The government should be aware of this and should give a thought to what extent social distancing can be practiced and scattered that the disease does not percolate to the community. However, sadly reports indicate that hundreds of people in Dharavi slum have been affected by the corona pandemic as also many others in squatter settlements in Delhi and Kolkata. And while doctors would be well aware of this, there is very little to do as health infrastructure, specially testing, is very poor in the country.
While the upper and middle income sections will remain protected, lack of health infrastructure in the sub-divisions and blocks and unsanitary conditions of living may have an effect on the lower segments of the population. After and when the situation normalises, there are expectations the government would give priority to upgradation of slums, including looking at insanitary conditions and also poor availability of water which still exists in most places.
The whole issue boils down to the rapid and unrestricted increase in population growth as well as an undeveloped rural economy.

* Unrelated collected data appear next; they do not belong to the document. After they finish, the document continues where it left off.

PR #6006, opened 2023-03-27
Add redbot.core.app_commands namespace

Jackenmen:

Nothing special in there right now, just future-proofing by allowing ourselves to override stuff in there and not require users to change their imports (or add another one) in the future. Cog creators should be using this instead of `discord.app_commands`. It is expected that the existing usage of `discord.app_commands` will be updated before the final release is available.

Additionally, I updated the existing test for `redbot.core.commands` to no longer ignore hybrid commands now that they're implemented.

Yes


Flame442 (approved):
Thanks!

PR #6010, opened 2023-04-02
Subclass app_command commands and allow force enabling app commands

Flame442:
Subclasses `Command`, `Group`, `HybridCommand`, `HybridGroup`, and `GroupCog`, and replaces associated decorators, in order to make it easier to add extra attributes to them. Also adds a kwarg `red_force_enable` to these objects and their decorators, which disables the default behavior of `RedTree` of not adding commands immediately to the tree and requiring `[p]slash enable` for them to be enabled. As such, commands created with this flag enabled will attempt to add themselves to the tree at cog load, which will prevent the cog from being loaded if the command limit is reached, rather than allowing the cog to load but preventing the commands from being added.

All changes relating to `__new__` and metaclasses are necessary complexity due to how the duel purpose `GroupCog` is implements passing kwargs to the `Group` object it represents. The current code adds the ability to use `class MyCog(GroupCog, group_red_force_enable=True)` to set this flag. If it would be preferable, most of this complexity can be removed, however it will then be impossible to create a `GroupCog` which uses Red's `Group` subclass. The alternative method of creating a `Group` by creating a `Group` object and using `bot.tree.add_command(group)` would still work.

When testing this PR, the main thing to test is that all methods of creating app commands still function as expected with no (internal) errors, and that the command properly bypasses the enabling logic when the flag is set.

Yes


Flame442:
The code changes in this PR have been completed, so I marked it as ready for review. There's probably some docs changes that need to get done as well before this can be merged, but I have not yet started on those.

Flame442:
Superseded by #6018.

PR #6013, opened 2023-04-11
Prohibit zero-length prefixes in `[p]set [server]prefix`

japandotorg:

Disallow empty prefixes being a thing.
For example:
image

yes
image


Jackenmen:
Seems like this should also be done to `[p]set prefix`?

japandotorg:
> Seems like this should also be done to `[p]set prefix`?

yeah, totally forgot about that command

Kreusada (approved):
LGTM, it works well. Thanks for implementing this.

PR #6015, opened 2023-04-13
Add global checks to app commands

Flame442:
Adds checks for `[p]ignore`, `[p]allowlist`, and `[p]blocklist` to app commands.

Does *not* add checks for whether or not the bot has `send_messages` (or similar) permissions in the channel, since interacting via the `interaction` object does not require those permissions. These checks should still apply for hybrid commands, since those use the `commands` system of checks, so CCs coding specifically `app_command.command` commands should be able to account for this where necessary.

I opted to make the fail cases send an ephemeral message, as far as I know responding to an interaction does not count against the bot's rate limits, and it's just generally good practice to always respond to interactions if the bot is able to.

`ignored_channel_or_guild` was modified to accept an `Interaction` in addition to the `Message` and `Context` it already supported. It also has a (technically breaking) change to accept `PartialMessageable` objects if their `.type` is `discord.ChannelType.private`. It uses the same logic as for `PrivateChannel`s, allowing app commands used in DMs to not be caught by this filter.

Yes

### DIFF
--- a/redbot/core/bot.py
+++ b/redbot/core/bot.py
@@ -847,7 +847,7 @@ class Red(
         return True
 
     async def ignored_channel_or_guild(
-        self, ctx: Union[commands.Context, discord.Message]
+        self, ctx: Union[commands.Context, discord.Message, discord.Interaction]
     ) -> bool:
         """
         This checks if the bot is meant to be ignoring commands in a channel or guild,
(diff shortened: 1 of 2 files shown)


TrustyJAID (approved):
This looks good to me.

PR #6018, opened 2023-04-14
Allow force enabling app commands using flag in extras

Flame442:
Alternative to #6010

Unlike that PR, this PR does not subclass any of the `app_commands` objects to add kwargs to their constructors. Instead, it relies on the same data being passed via `Command.extras`, serving the same purpose once it is there. A list of differences in the two options are listed below.

| | #6010 | This PR |
| --- | --- | --- |
| Enabling a command | `@app_commands.command(`<br />`  red_force_enable=True`<br />`)` | `@app_commands.command(`<br />`  extras={"red_force_enable": True}`<br />`)` |
| Accessing the setting | `command.red_force_enable` | `command.extras.get(`<br />`  "red_force_enable",`<br />`  False`<br />`)` |
| Avoids subclassing? | No | Yes |

Still not certain how to approach the UX on `[p]slash disable`ing a force enabled cog, or displaying force enabled cogs in `[p]slash list`. The UX is, however, implemented the same on both this PR and #6010 from the perspective of a user.

Yes

### DIFF
--- a/docs/cog_guides/core.rst
+++ b/docs/cog_guides/core.rst
@@ -4168,7 +4168,14 @@ slash list
 **Description**
 
 List the slash commands the bot can see, and whether or not they are enabled.
+
 This command shows the state that will be changed to when ``[p]slash sync`` is run.
+Commands from the same cog are grouped, with the cog name as the header.
+
+The prefix denotes the state of the command:
+- Commands starting with ``- `` have not yet been enabled.
+- Commands starting with ``+ `` have been manually enabled.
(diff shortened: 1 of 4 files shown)


TrustyJAID:
I think we should at least explain to the user attempting to disable a force enabled commands that it is force enabled and the command will not be removed. Cog creators have some requirements on this and we shouldn't restrict them too much on this regard. We can handle the administration side by requiring approved cog creators that choose to utilize force enabled commands to explain it in the cog install string.

TrustyJAID (approved):
This is looking good to me.

PR #6021, opened 2023-04-15
Privatize APIs by renaming or removing them from `__all__`

Jackenmen:

- write down new version guarantees
- add `__all__` to public modules that are missing it
- add missing items in modules that already have `__all__`
- remove names that aren't supposed to be public from `__all__`:
    - removed `create_temp_config()`, `load_basic_configuration()`, `core_data_path()` from `redbot.core.data_manager.__all__`
    - removed `set_locale()`, `reload_locales()` from `redbot.core.i18n.__all__`
    - removed `_update_event_loop_policy()` and `MIN_PYTHON_VERSION` from `redbot.__all__`
- keep `redbot.core.data_manager.storage_details()` as public API but update it to deep copy underlying storage details dict
- (can be reverted) add `data_path()` and `metadata_file()` functions to `redbot.core.data_manager` module
- (can be reverted) remove long deprecated `redbot.core.data_manager.load_bundled_data()`
- privatize modules in `redbot.core` by adding `_` prefix to them:
    - `cog_manager`
    - `settings_caches`
    - `global_checks`
    - `events`
    - `cli`
    - `rpc`
    - `drivers`
- privatize `Config.driver`
- add notes about unsupported instantiation to `redbot.core.config` and `redbot.core.modlog` classes

Yes


redbot/core/errors.py
```diff
@@ -7,6 +7,18 @@
...
 
+__all__ = (
+    "RedError",
+    "PackageAlreadyLoaded",
+    "CogLoadError",
+    "BankError",
+    "BalanceTooHigh",
+    "BankPruneError",
+    "ConfigError",
+    "StoredTypeError",
```
Flame442, line 18: `MissingExtraRequirements`?

redbot/core/generic_casetypes.py
```diff
@@ -3,6 +3,25 @@
...
+    "voiceunban",
+    "voicemute",
+    "channelmute",
+    "servermute",
+    "voiceunmute",
+    "channelunmute",
+    "serverunmute",
+    "voicekick",
+    "warning",
+)
```
Flame442: `all_generics`?

redbot/core/data_manager.py
```diff
@@ -9,21 +9,18 @@
...
 from . import commands
-from .cli import ExitCodes
+from ._cli import ExitCodes
 
-__all__ = [
-    "create_temp_config",
-    "load_basic_configuration",
+__all__ = (
     "cog_data_path",
-    "core_data_path",
```
Flame442, line 21: Not certain if this should be private. At least one existing 3rd party cog uses it (Toby's `errorlogs`), and I'm not sure of the benefits and drawbacks of keeping it public.

Flame442 (dismissed):
This is all set as is, but I've listed a few things that might make sense to add/remove.

redbot/core/errors.py
Jackenmen: Purposefully omitted, I want to move it to `redbot.core._drivers` at a later time.

redbot/core/generic_casetypes.py
Jackenmen: Good idea.

redbot/core/data_manager.py
Jackenmen: The idea behind it was that 3rd-party cogs should be using `cog_data_path()` so there should be no reason to use `core_data_path()` but the use case of `core_data_path() / "logs"` is not a bad one. Of course there's the `data_path() / "core/logs"` but I don't see a reason to have API users jump through these hoops. Gonna revert this removal.

Flame442 (approved):

PR #6024, opened 2023-04-15
Split public and private config/driver APIs

Jackenmen:

Split out `get_latest_confs()` and `migrate()` from `redbot.core.config` to `redbot.core._config` module as they don't really have a sensible use outside our own code

Yes


redbot/setup.py
```diff
@@ -20,10 +20,16 @@
     create_backup as red_create_backup,
     cli_level_to_log_level,
 )
-from redbot.core import config, data_manager, _drivers
-from redbot.core._cli import ExitCodes
+from redbot.core import config, data_manager
+from redbot.core._config import migrate
+from redbot.core.cli import ExitCodes
```
Flame442:
```suggestion
from redbot.core._cli import ExitCodes
```
ref #6021

Flame442 (changes requested):

Flame442 (approved):
cats

PR #6033, opened 2023-04-19
[Audio] Update Lavalink.jar build

aikaterna:

This changes audio's manager to download and use version 3.7.5 of our Lavalink.jar.

No

Lavalink changelog for us:
```
Fixed Twitch playback.
Plain word search queries should work again.
```

### DIFF
--- a/redbot/cogs/audio/manager.py
+++ b/redbot/cogs/audio/manager.py
@@ -235,7 +235,7 @@ class LavalinkVersion:
 
 
 class ServerManager:
-    JAR_VERSION: Final[str] = LavalinkVersion(3, 7, 5):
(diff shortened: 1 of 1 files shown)


Drapersniper:
@aikaterna there will be a 3.7.6 with the m1 fixes topi is current working on that so may be an idea to hold as late as possible to merge this if 3.7.6 is released before 3.5 is release then we can update to it 

https://github.com/freyacodes/Lavalink/pull/865

aikaterna:
I'm helping Topi with that. I don't feel it will be ready in time for what we need.

Jackenmen (approved):
Thanks for working on this! Looks good.

PR #6079, opened 2023-04-19
Use the contributor list URL instead of the org in [p]info

aikaterna:

I changed the info command to use the full contributor list for "improved by many" instead of linking to the org. I feel like we should be acknowledging everyone that has contributed any kind of work on the bot and not just the org.

Yes, but would appreciate someone taking a look before merging.


Kowlin (dismissed):
Looks good

Kowlin (approved):
Still looking good. But with style now!

PR #183, opened 2021-02-05
Enhancement/player

### LINKED ISSUE #88: optimize player updates
A player update is calculated every 20 ticks (once per second) and generally takes ~250ms on the the hosted Uchu server (4GB ram, 2 vCPUs), and thus contributes greatly to the TPT. This needs to be optimized.

### LINKED ISSUE #141: refactor players
currently the player object writes back all information (coins, life, items) to database immediately causing quite bad performance, this needs to be refactored like the mission system.

MickVermeulen:
This pull requests aims to refactor much of the player and character in such a way that APIs are easier to understand and performance is much improved. It does this by:

- Eliminating all cases of database save-back for the player (e.g. when an item is added to the inventory or the player is hurt)
- Reducing much of the complexity of the inventory and inventory manager components
- Reducing much of the complexity of the item game objects and moving all of its logic in memory instead of in the database
- Redoing missions such that, at runtime, everything is handled in-memory instead of in the database
- Moving all the character information from the player into the character component
- Implementing explicit player save on world leave and autosave during play time so that all database communication can happen in the background
- Simplifying several character APIs like flags
- Adding documentation to most of the existing and new code

I tested this quite thoroughly and also had a lot of community members help me test. A recent test run up until NS showed no oddities besides the regular bugs (e.g. block yard and stuff, currency desyncs for achievements).

### DIFF
--- a/Uchu.World/Objects/Components/ReplicaComponents/InventoryComponent.cs
+++ b/Uchu.World/Objects/Components/ReplicaComponents/InventoryComponent.cs
@@ -77,8 +77,9 @@ namespace Uchu.World
                         continue;
                     
                     var lot = (Lot) itemTemplate.Itemid;
+                    var componentId = lot.GetComponentId(ComponentId.ItemComponent);
                     var itemComponent = (await ClientCache.GetTableAsync<ItemComponent>()).First(
-                        i => i.Id == lot.GetComponentId(ComponentId.ItemComponent));
+                        i => i.Id == componentId);
 
                     if (itemComponent.ItemType == default)
                         continue;
--- a/Uchu.World/Objects/Components/ReplicaComponents/InventoryComponent.cs
+++ b/Uchu.World/Objects/Components/ReplicaComponents/InventoryComponent.cs
@@ -16,6 +16,15 @@ namespace Uchu.World
     /// replica component that was available in live while <see cref="InventoryManagerComponent"/> is a new component
     /// for efficient handling of the entire inventory of a game object.
     /// </summary>
+    /// <remarks>
+    /// In case of a player, the <see cref="InventoryManagerComponent"/> has to be loaded first, as only then this
+    /// component can equip all the items from the inventory manager.
+    /// It's possible for this component to add new items to the <see cref="InventoryManagerComponent"/> as the manager
+    /// component might contain a root item that on equip, loads new items that listen to the root item. Take for example
+    /// the trial faction kit: once the kit is equipped, it loads in all the trial gear of the kit. The inventory
+    /// manager however only contains the faction kit item initially, this component then handles the logic of adding and
+    /// removing all the sub items on equip and unequip.
+    /// </remarks>
     public class InventoryComponent : ReplicaComponent
     {
         /// <summary>
@@ -62,7 +71,8 @@ namespace Uchu.World
         /// </summary>
         private async Task LoadAsync()
         {
-            // If this is a player, load the items from the uchu database, otherwise load the items from the cd client
+            // If this is a player, load the items from the uchu database, otherwise load the pre-defined
+            // items from the cd client
             if (GameObject.TryGetComponent<InventoryManagerComponent>(out var inventoryComponent))
             {
                 foreach (var item in inventoryComponent.Items.Where(i => i.IsEquipped))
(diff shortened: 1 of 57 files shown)


Uchu.World/Objects/Components/ReplicaComponents/InventoryComponent.cs
```diff
@@ -34,366 +51,267 @@ protected InventoryComponent()
...
-                    if (item.Itemid == default) continue;
+                    if (itemTemplate.Itemid == default)
+                        continue;
                     
-                    var lot = (Lot) item.Itemid;
-
-                    var componentId = lot.GetComponentId(ComponentId.ItemComponent);
+                    var lot = (Lot) itemTemplate.Itemid;
+                    var itemComponent = (await ClientCache.GetTableAsync<ItemComponent>()).First(
+                        i => i.Id == lot.GetComponentId(ComponentId.ItemComponent));
```
TheNexusAvenger: `Lot.GetComponentId` is an expensive method to call because it results in a CDClient database call, and doing this for each call in the Linq statement is *very* slow. The previous code called `var componentId = lot.GetComponentId(ComponentId.ItemComponent);` once per Linq statement and then compared `i.Id == componentId`. Currently, loading worlds is very slow.

TheNexusAvenger (changes requested):
Started to prepare for playtesting, and the world was very slow to load. A change I made as part of improving the world load times seems to have been reverted (incorrect merge?).

Uchu.World/Objects/Components/ReplicaComponents/InventoryComponent.cs
TheNexusAvenger: Change is up and looks good.

TheNexusAvenger:
I spent some time playtesting this refactor. The video contains observations about the refactor and general stuff.
https://www.youtube.com/watch?v=CVzdlQC0Hro

The highlight bugs that I think are related to the refactoring include:
* 3:39: Universe Score compounds between transferring worlds, but only on the client. Re-logging in or switching characters fixes it.
* 4:01, 26:56, 30:25, 1:16:02, 1:22:29: Server processing stopped for several seconds to several minutes.
  * I have a theory that the cause is related to adding items to the inventory. A case where this is amplified is if you try to take the loot of a Maelstrom dragon on Crux Prime. After doing so, it can take several minutes for packets to properly get accepted. Solving why this happens may solve processing stopping problem I noticed for free.
* 41:40: The level up animation always plays when joining.
* 1:06:34: A faction token pack opened but didn't award anything, unless there is a hard limit of 512 faction tokens.
* 1:18:44: After swapping an item and switching characters, the other item didn't swap spots. The server also crashed after loading in *(couldn't reproduce)*.
* Faction tokens never appeared as drops.

MickVermeulen:
> 3:39: Universe Score compounds between transferring worlds, but only on the client. Re-logging in or switching characters fixes it.
> 41:40: The level up animation always plays when joining.

These have always been there but the other ones are valid points, I've also noticed that on occasion drops can be slow so I'll give that a look.

> Faction tokens never appeared as drops.

Valid point I'll look into that as well, I changed the behavior so that's most probably due to this refactor.

> After swapping an item and switching characters, the other item didn't swap spots.

Good point, I'll check that out.

MickVermeulen:
I looked into the drops from the maelstrom dragon and it caused no issues for me, maybe it has to do with your character specifically? @TheNexusAvenger . Anyway I managed to fix most of the other problems so at this point I'm going to merge and all subsequent problems can be marked as issues.

TheNexusAvenger:
> These have always been there but the other ones are valid points, I've also noticed that on occasion drops can be slow so I'll give that a look.

I realized I had an old build (based on commit `5e27e8b4f01f62f7a0766aad99c094e229a06bd0` from late December 2020) of Uchu that I could test against. This bug is new and may be due to the refactor. Haven't investigated why this may be happening.

TheNexusAvenger:
Following up on this a bit, I was able to confirm this bug on the 13th commit (`c5914ae6165cb53217b2b4d7e9e20e6614e464b5`), but was able to test on earlier commits due to either the world not loading or the `/testmap` not working. My guess is one of those commits is the reason why this bug appeared.

Edit: Found the cause. Line 36 of [`CharacterComponent`](https://github.com/UchuServer/Uchu/blob/a8a2aad8497eac0d84444a7578f726cffdc41492/Uchu.World/Objects/Components/ReplicaComponents/CharacterComponent.cs#L36) invokes the setter that sends `ModifyLegoScoreMessage` with a delta of the loaded universe score minus 0, or just the entire universe score. Having that line initialize `_universeScore` instead of `UniverseScore` fixes it.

In addition to this, rising unemployment as well as underemployment has been responsible for the migration from rural areas to nearby cities in search of jobs and livelihood. But due to lack of adequate infrastructure in big cities, these migrant workers find shelter in slums and slummish type settlements, which have proliferated over the years. One is reminded of a programme our late President, Dr. A. P. J. Abdul Kalam was keen to implement called PURA (providing urban facilities in rural areas). But it was not implemented and squatter colonies saw no marked improvement
It is difficult for frontline planners and political leaders to face the harsh reality or rather they would prefer not to take cognizance of it as it will unnecessarily complicate problems further. Providing better shelter facilities in urban areas is undoubtedly a big challenge, while in rural areas, the hutments should be in a position to withstand natural disasters, specially floods, which is a normal phenomenon almost every year in most parts of the country.
Shelterlessness continues to remain a critical problem even after decades of independence as also the need for upgradation of slums and squatter colonies. The big question is whether the government’s target of achieving ‘Housing for all’ by 2022, which is unlikely, can at all be accomplished by at least 2024? Meanwhile, surveys have recommended an additional 3.54 crore prospective beneficiaries over the originally estimated 2.95 crore. The situation stands severely complicated not only due to the lockdown but that economic slowdown is continuing since the second half of last year. Only time will tell how and when the government would give top priority to the shelter needs of the poor. Had it done so long ago, the virus may have been better tackled.